**Exercise directions:** Copy every line of the entries that has the string "this" in it.

- - - -

PR #606, opened 2019-02-28
[Annotation] Add custom exceptions for IsGranted annotation

deguif:
I encountered recently a use case, where I need to intercept the exception thrown by the `@IsGranted` annotation, but currently I'm unable to identify such an exception, as the exceptions thrown are generic.

My proposal here is to use specific exceptions so that I can catch these one and know that they came from `@IsGranted`. I added the `attributes` and the `subject` used when the exception is thrown as they are valuable (at least for my use case) in this context.

Another solution could be to dispatch an event also.

### DIFF
--- a/EventListener/IsGrantedListener.php
+++ b/EventListener/IsGrantedListener.php
@@ -12,13 +12,13 @@
 namespace Sensio\Bundle\FrameworkExtraBundle\EventListener;
 
 use Sensio\Bundle\FrameworkExtraBundle\Configuration\IsGranted;
+use Sensio\Bundle\FrameworkExtraBundle\Exception\IsGrantedAccessDeniedException;
+use Sensio\Bundle\FrameworkExtraBundle\Exception\IsGrantedHttpException;
 use Sensio\Bundle\FrameworkExtraBundle\Request\ArgumentNameConverter;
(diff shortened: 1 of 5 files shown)


deguif:
For more details about the use case.

I got a lot of controller with the same rules `@IsGranted`.
Instead of replacing the `@IsGranted` by a logic done inside the controller, I would like to catch Exception via a listener on `onKernelException` and do some logic based on the attribute/s and subject check that originally triggered the exception.

snebes:
You could use the current implementation of `@IsGranted` with a specific status code that you can catch.  i.e. 

`@IsGranted("ATTR", subject="subject", statusCode=499)`

```
    public function onKernelException(GetResponseForExceptionEvent $event)
    {
        $exception = $event->getException();

        if ($exception instanceof HttpException) {
             if (499 === $exception->getStatusCode() && ['xxx'] === $exception->getAttributes()) {
                 $event->setResponse(new RedirectResponse('xxxxxxxxx'));
             }
        }
```

deguif:
That's a solution, but I wouldn't get the original subject or attribute that triggered the exception ;)

deguif:
Nicer approach: https://github.com/sensiolabs/SensioFrameworkExtraBundle/pull/693
I'm closing this one.

PR #314, opened 2018-02-08
RUN-3816: Make runtimes v2Api aware

StevenEBarbaro:


src/browser/convert_options.js
```diff
@@ -241,7 +241,8 @@ module.exports = {
             nodeIntegration: false,
             plugins: newOptions.plugins,
             preload: (!useNodeInRenderer ? noNodePreload : ''),
-            sandbox: !useNodeInRenderer
+            sandbox: !useNodeInRenderer,
+            v2Api: newOptions.experimental.v2Api
```
HarsimranSingh: It doesn't seem like anything on the runtime side is expecting this? Is there planned work?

- - - -

**Written answer:**
My proposal here is to use specific exceptions so that I can catch these one and know that they came from `@IsGranted`. I added the `attributes` and the `subject` used when the exception is thrown as they are valuable (at least for my use case) in this context.
I'm closing this one.
HarsimranSingh: It doesn't seem like anything on the runtime side is expecting this? Is there planned work?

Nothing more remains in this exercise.